To do
Copy the records below without altering a single word.
━━━━━ Material shown
PR #599, opened 2022-03-23
[QA-1759] Pragmatic fix for v1 billing project creation failure in tests

ehigham:
RR: https://broadworkbench.atlassian.net/browse/QA-1759
Bypass problematic deployment manager code for creating v1 billing
projects. Use GPAlloc instead. What could possibly go wrong?

The package path of the tests was also wrong and has been for quite a while. I'm not sure if this is intentional but the linter was giving me sad req squiggles so I fixed it + re-optimised imports.

**PR checklist**

### DIFF
--- a/automation/project/Dependencies.scala
+++ b/automation/project/Dependencies.scala
@@ -9,7 +9,7 @@ object Dependencies {
 
   val workbenchGoogleV = "0.21-ae11b9f"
━━━━━━━━━━
Result of this exercise
PR #599, opened 2022-03-23
[QA-1759] Pragmatic fix for v1 billing project creation failure in tests

ehigham:
RR: https://broadworkbench.atlassian.net/browse/QA-1759
Bypass problematic deployment manager code for creating v1 billing
projects. Use GPAlloc instead. What could possibly go wrong?

The package path of the tests was also wrong and has been for quite a while. I'm not sure if this is intentional but the linter was giving me sad req squiggles so I fixed it + re-optimised imports.

**PR checklist**

### DIFF
--- a/automation/project/Dependencies.scala
+++ b/automation/project/Dependencies.scala
@@ -9,7 +9,7 @@ object Dependencies {
 
   val workbenchGoogleV = "0.21-ae11b9f"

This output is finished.